Created attachment 181653 [details] inseparable-line-break.html. Reproduced content for line breaking.
Created attachment 181657 [details] Patch
(1) line break opportunities need to be determined by ICU and not use a hardcoded escape around ICU such as Font::isUnbreakableCharactersPair; (2) the JLREQ document [1] is not a W3C recommendation; it is a collection of input requirements being considered for preparing normative recommendations, such as CSS3 Text, the current draft of which defines the recommended behavior in [2][3]; (3) the current Unicode Line Break class database marks U+3033 and U+3035 as ID (Ideograph) class, and not IN (Inseperable); in general, ICU and CSS3 Text make normative reference to this database for determining line break classes; (4) there is already a pending patch in process [5] which will be adding line-break property support according to [3][6][7], so any change for JLREQ related line breaking should be handled as part of [5]; [1] http://www.w3.org/TR/2012/NOTE-jlreq-20120403/ [2] http://dev.w3.org/csswg/css3-text/#line-break-details [3] http://dev.w3.org/csswg/css3-text/#line-break [4] http://www.unicode.org/Public/UNIDATA/LineBreak.txt [5] http://bugs.webkit.org/show_bug.cgi?id=89235 [6] http://trac.webkit.org/wiki/LineBreaking [7] http://trac.webkit.org/wiki/LineBreakingCSS3Mapping
mark as dependent on bug 89235 to resolve line break semantics for japanese
Thank you, Glenn.
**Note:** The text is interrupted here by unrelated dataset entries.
PR #1506, opened 2018-01-30
Adding more tests to PR CI

felipevolpone:
Adding the tests:
```
test_integration/test_topologies.py
test_integration/test_sudo.py
test_integration/test_kerberos_flags.py
test_integration/test_http_kdc_proxy.py
test_integration/test_forced_client_reenrollment.py
test_integration/test_advise.py
test_integration/test_testconfig.py
test_integration/test_service_permissions.py
test_integration/test_netgroup.py
test_integration/test_vault.py
```

### DIFF
--- a/.freeipa-pr-ci.yaml
+++ b/.freeipa-pr-ci.yaml
@@ -23,7 +23,7 @@ jobs:
         git_refspec: '{git_refspec}'
         template: &ci-master-f27
           name: freeipa/ci-master-f27
-          version: 1.0.2
+          version: 1.0.3
         timeout: 1800
         topology: *build
 
--- a/.freeipa-pr-ci.yaml
+++ b/.freeipa-pr-ci.yaml
@@ -62,3 +62,123 @@ jobs:
         template: *ci-master-f27
         timeout: 3600
         topology: *master_1repl
+
+  fedora-27/test_topologies:
+    requires: [fedora-27/build]
+    priority: 50
+    job:
+      class: RunPytest
+      args:
+        build_url: '{fedora-27/build_url}'
+        test_suite: test_integration/test_topologies.py
+        template: *ci-master-f27
+        timeout: 3600
+        topology: *master_1repl
+
+  fedora-27/test_sudo:
+    requires: [fedora-27/build]
+    priority: 50
+    job:
+      class: RunPytest
+      args:
+        build_url: '{fedora-27/build_url}'
+        test_suite: test_integration/test_sudo.py
+        template: *ci-master-f27
+        timeout: 3600
+        topology: *master_1repl_1client
+
+  fedora-27/test_kerberos_flags:
+    requires: [fedora-27/build]
+    priority: 50
+    job:
+      class: RunPytest
+      args:
+        build_url: '{fedora-27/build_url}'
+        test_suite: test_integration/test_kerberos_flags.py
+        template: *ci-master-f27
+        timeout: 3600
+        topology: *master_1repl_1client
+
+  fedora-27/test_http_kdc_proxy:
+    requires: [fedora-27/build]
+    priority: 50
+    job:
+      class: RunPytest
+      args:
+        build_url: '{fedora-27/build_url}'
+        test_suite: test_integration/test_http_kdc_proxy.py
+        template: *ci-master-f27
+        timeout: 3600
+        topology: *master_1repl_1client
+
+  fedora-27/test_forced_client_enrolment:
+    requires: [fedora-27/build]
+    priority: 50
+    job:
+      class: RunPytest
+      args:
+        build_url: '{fedora-27/build_url}'
+        test_suite: test_integration/test_forced_client_reenrollment.py
+        template: *ci-master-f27
+        timeout: 3600
+        topology: *master_1repl_1client
+
+  fedora-27/test_advise:
+    requires: [fedora-27/build]
+    priority: 50
+    job:
+      class: RunPytest
+      args:
+        build_url: '{fedora-27/build_url}'
+        test_suite: test_integration/test_advise.py
+        template: *ci-master-f27
+        timeout: 3600
+        topology: *master_1repl
+
+  fedora-27/test_testconfig:
+    requires: [fedora-27/build]
+    priority: 50
+    job:
+      class: RunPytest
+      args:
+        build_url: '{fedora-27/build_url}'
+        test_suite: test_integration/test_testconfig.py
+        template: *ci-master-f27
+        timeout: 3600
+        topology: *master_1repl
+
+  fedora-27/test_service_permissions:
+    requires: [fedora-27/build]
+    priority: 50
+    job:
+      class: RunPytest
+      args:
+        build_url: '{fedora-27/build_url}'
+        test_suite: test_integration/test_service_permissions.py
+        template: *ci-master-f27
+        timeout: 3600
+        topology: *master_1repl
+
+  fedora-27/test_netgroup:
+    requires: [fedora-27/build]
+    priority: 50
+    job:
+      class: RunPytest
+      args:
+        build_url: '{fedora-27/build_url}'
+        test_suite: test_integration/test_netgroup.py
+        template: *ci-master-f27
+        timeout: 3600
+        topology: *master_1repl
+
+  fedora-27/test_vault:
+    requires: [fedora-27/build]
+    priority: 50
+    job:
+      class: RunPytest
+      args:
+        build_url: '{fedora-27/build_url}'
+        test_suite: test_integration/test_vault.py
+        template: *ci-master-f27
+        timeout: 3600
+        topology: *master_1repl


stlaz:
I believe it would make much more sense to implement GitHub API caching proxy for PRCI rather than beating its limits with just one PR and adding a timeout to wait for eternity.
My 2c.

felipevolpone:
We already have a cache for the API. The timeouts that I increased are not related to the cache in any way.
They are related to the time that the test needs to run, some of then (like the installation one) can take hours.

stlaz:
Oh I see. I believe one of the original requirements for freeIPA PR CI was that testing of a PR can't exceed 1,5h. I believe that's a reasonable requirement so I'll have to ask you to lower the timeout back.

felipevolpone:
This is the list of the tests that I propose to run in each new PR. They are very stable and run under 1,5h.

.freeipa-pr-ci.yaml
```diff
@@ -23,7 +23,7 @@ jobs:
         git_refspec: '{git_refspec}'
         template: &ci-master-f27
           name: freeipa/ci-master-f27
-          version: 1.0.2
+          version: 1.0.3
```
flo-renaud: General comment: on the [vagrant cloud page](https://app.vagrantup.com/freeipa/boxes/ci-master-f27) the box does not have any description, hence it's difficult to know why a specific version has any added value compared to the preceding one.

.freeipa-pr-ci.yaml
```diff
@@ -62,3 +62,123 @@ jobs:
...
+    requires: [fedora-27/build]
+    priority: 50
+    job:
+      class: RunPytest
+      args:
+        build_url: '{fedora-27/build_url}'
+        test_suite: test_integration/test_http_kdc_proxy.py
+        template: *ci-master-f27
+        timeout: 3600
+        topology: *master_1repl_1client
```
flo-renaud: This test needs only 1 client and 0 replica

.freeipa-pr-ci.yaml
```diff
@@ -62,3 +62,123 @@ jobs:
...
+    requires: [fedora-27/build]
+    priority: 50
+    job:
+      class: RunPytest
+      args:
+        build_url: '{fedora-27/build_url}'
+        test_suite: test_integration/test_kerberos_flags.py
+        template: *ci-master-f27
+        timeout: 3600
+        topology: *master_1repl_1client
```
flo-renaud: This test needs only 1 client and 0 replica.

.freeipa-pr-ci.yaml
```diff
@@ -62,3 +62,123 @@ jobs:
...
+    requires: [fedora-27/build]
+    priority: 50
+    job:
+      class: RunPytest
+      args:
+        build_url: '{fedora-27/build_url}'
+        test_suite: test_integration/test_sudo.py
+        template: *ci-master-f27
+        timeout: 3600
+        topology: *master_1repl_1client
```
flo-renaud: This test needs only 1 client and 0 replica.

.freeipa-pr-ci.yaml
```diff
@@ -62,3 +62,123 @@ jobs:
...
+    requires: [fedora-27/build]
+    priority: 50
+    job:
+      class: RunPytest
+      args:
+        build_url: '{fedora-27/build_url}'
+        test_suite: test_integration/test_topologies.py
+        template: *ci-master-f27
+        timeout: 3600
+        topology: *master_1repl
```
flo-renaud: It seems to me that the test_topologies test does not require any installation, so you could use a minimal topology with only one machine.

.freeipa-pr-ci.yaml
```diff
@@ -62,3 +62,123 @@ jobs:
...
+    requires: [fedora-27/build]
+    priority: 50
+    job:
+      class: RunPytest
+      args:
+        build_url: '{fedora-27/build_url}'
+        test_suite: test_integration/test_advise.py
+        template: *ci-master-f27
+        timeout: 3600
+        topology: *master_1repl
```
flo-renaud: This test does not need any replica.

.freeipa-pr-ci.yaml
```diff
@@ -62,3 +62,123 @@ jobs:
...
+    requires: [fedora-27/build]
+    priority: 50
+    job:
+      class: RunPytest
+      args:
+        build_url: '{fedora-27/build_url}'
+        test_suite: test_integration/test_testconfig.py
+        template: *ci-master-f27
+        timeout: 3600
+        topology: *master_1repl
```
flo-renaud: This test does not need any replica.

.freeipa-pr-ci.yaml
```diff
@@ -62,3 +62,123 @@ jobs:
...
+    requires: [fedora-27/build]
+    priority: 50
+    job:
+      class: RunPytest
+      args:
+        build_url: '{fedora-27/build_url}'
+        test_suite: test_integration/test_service_permissions.py
+        template: *ci-master-f27
+        timeout: 3600
+        topology: *master_1repl
```
flo-renaud: This test does not need any replica.

.freeipa-pr-ci.yaml
```diff
@@ -62,3 +62,123 @@ jobs:
...
+    requires: [fedora-27/build]
+    priority: 50
+    job:
+      class: RunPytest
+      args:
+        build_url: '{fedora-27/build_url}'
+        test_suite: test_integration/test_netgroup.py
+        template: *ci-master-f27
+        timeout: 3600
+        topology: *master_1repl
```
flo-renaud: This test does not need any replica.

felipevolpone:
@flo-renaud  raised an important subject here and I haven't explained properly, so here we go.
If we would have a different topology section (and a different runner size) for each topology our tests require, we would have something like:

only master
1vCPU/0.9 GB RAM controller
1vCPU/2.4 GB RAM master
total: 2vCPU/4 GB RAM

master + 1 client
1vCPU/0.9 GB RAM controller
1vCPU/2.4 GB RAM master
1vCPU/2.4 GB RAM client
total: 3vCPU/5.7 GB RAM

master + 1 repl
1vCPU/0.9 GB RAM controller
1vCPU/2.4 GB RAM master
1vCPU/2.4 GB RAM replica
total: 3vCPU/5.7 GB RAM

In the first case, we could create a runner that requires 2vCPU and 4 GB RAM and we would be fine. However, in the other cases, we don't have a template in OpenStack that provides a machine with ~6GB RAM and 3vCPU. The closest option is 8GB and 4GB (which also covers the case `1master_1replica_1client`). That's why I haven't created new topologies (in the `topologies` section).

So let's say we will create a runner with only `2vCPU and 4 GB RAM`.  On one hand that would be good, because we would use our resources in the best way possible, but on the other hand, if there are no tests of that size to run, the small runner would just sit and wait. 

If we don't create such kind of runner, a bigger (the `1master_1replica_1client` let's say) one would be able to run it, but it would not use the resources in the best way possible. Although, it would be able to run bigger tests. So, it's kind of a balance.

---
> What were your considerations when picking the new tests? Stability and duration only?

Yes, stability and duration. I put these tests to run like 10 or 15 times and they are stable. So that's the reason. 

> I would consider adding tests_integrations/test_upgrade.py (obviously only if the test is stable) as the upgrade proved to be a pain point.

Indeed. Can we go with this PR as it is and then I'll create another one to run tests_integrations/test_upgrade.py lot of times to we track if it is stable?

.freeipa-pr-ci.yaml
felipevolpone: Please see my comment below.

pvoborni:
We should explore a way to add OS flavors to fit our needs. But till we have the support of different sized of runners it doesn't matter much.  

But there is one other aspect which goes in favor of adding the templates. If I'm not wrong, vagrant will spawn a vm for all vms defined in the template. This takes time. If a test doesn't require a replica or a client then we can save some time by not launching them. 

I guess we can push this if it is stable. But we should optimize it a bit.

.freeipa-pr-ci.yaml
flo-renaud: Thanks, the description makes sense.

felipevolpone:
> We should explore a way to add OS flavors to fit our needs. But till we have the support of different sized of runners it doesn't matter much.

JFTR, As was talked on IRC, PR CI does support different sizes or runners.

flo-renaud:
I agree with @pvoborni we can push as it is today. But we should open a ticket to remember to optimize the topologies in a later PR.

slaykovsky:
Hi! I think it's not the right way to define topologies in the YAML config and define numerous Vagrant files one similar to another as topology information is already available inside tests.

felipevolpone:
> Hi! I think it's not the right way to define topologies in the YAML config and define numerous Vagrant files one similar to another as topology information is already available inside tests.

Hi @slaykovsky, do you have some proposal or alternative to that? Why do think it's that bad? We map it on the `.freeipa-pr-ci.yaml` just because was easy to develop at that time. An alternative could be: inspect the test file and discover the needed topology, but then I'm not sure how the runner would know which test it can run.

Either way, I don't see how this change would bring any value to the project at this moment. There are tons of other things to do (like fix all the broken tests, support run tests on RHEL, etc :)). It's more like something nice to have, I guess. What do you think?

slaykovsky:
Hi @felipevolpone 

As we need to have tests here which should be defined by our customers' needs it's very good to have a YAML which defines which tests we need to run. I talked about:
>inspect the test file and discover the needed topology

this. The needed amount of CPU and RAM can be calculated from the information which already exists in the tests.

Just the one example of the value: we will not have skipped tests because there are no resources configured.

Thanks.

felipevolpone:
> this. The needed amount of CPU and RAM can be calculated from the information which already exists in the tests.

indeed. 

> Just the one example of the value: we will not have skipped tests because there are no resources configured.

That would be a good benefit for sure. Let me try to rephrase myself here: do you think that it worth to spend time changing how we map the resources to this new way? 

Even though I see value in this new way, I don't think it worth. How it's implemented now may not be the best approach, but it works for its purpose. The tests being skipped due to lack of resources is mostly my fault of not paying attention to the tests needs when configuring our nightly PRs. However, once we have [nightly PRs definition in source tree](https://projects.engineering.redhat.com/browse/FREEIPA-868), we would probably get rid of this problem, because we would have more people looking at it (i.e: reviewing changes).

slaykovsky:
Well, I'm not the one who makes decisions :)

Just giving my thoughts here, because if we can automate something it's almost always worth to do so :)

felipevolpone:
> Well, I'm not the one who makes decisions :)

Well, me neither :)

stlaz:
There were commits + discussion after the ACK, removing the label.

flo-renaud:
IMHO, the goal of this PR is to add more tests to our PR-CI, so that we are confident when we perform code changes. @felipevolpone 's code changes address this goal.

The mechanism that PR-CI is using to pick a runner is not addressed in this PR, and if we want to make enhancements like automatic evaluation of the runner requirements, it is a really good idea that should be tracked in a separate ticket and in a separate PR. Let's not prevent/delay more tests just because we want a nicer mechanism.
My 2 cents...

felipevolpone:
I agree with @flo-renaud. IMHO the discussion does not stop us to have an ack here. Do you agree @slaykovsky ?

pvoborni:
I agree with @flo-renaud completely.

slaykovsky:
@flo-renaud @felipevolpone @pvoborni Hi! I'm not against any ACKs here because of the discussion.

As @stlaz wrote:
>There were **commits** + discussion after the ACK, removing the label

It's because there were more changes.

Thanks.

felipevolpone:
I rebased the commit to have tests run once again. So, leaving the final ack to somebody else than me.

flo-renaud:
Then I take full responsibility for this ACK :)

tiran:
master:

* 5ef49ffcbcc855239ed4e6c8ee9b362a6d7b56a0 Adding more tests to PR CI
* 9a6a90bbdfee7fac5426c898f03fa163e24e2598 prci: Bump ci-master-f27 template to 1.0.3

Your advice is very helpful to me. I will ask CSS guys and Unicode guys to follow JLREQ behavior. Therefore, I currently remove review flag.
Unicode 6.3 will fix line break property for U+3035 to CM. It will be propagated when ICU incorporates new data from CLDR. Please be prepared, ANY * CM will not break, and not to justify between them.
inseparable.html. Reproduced content for justification. <- WebKit Trunk, Chrome Canary 112 and Firefox Nightly 111 match each other. inseparable-line-break.html. Reproduced content for line breaking. <- WebKit Trunk & Chrome Canary 112 match each other but Firefox Nightly 111 differ in this. I am not sure on the desired behavior in the last test, so will tag others to comment about whether it is something need to be fixed in WebKit or not. Thanks!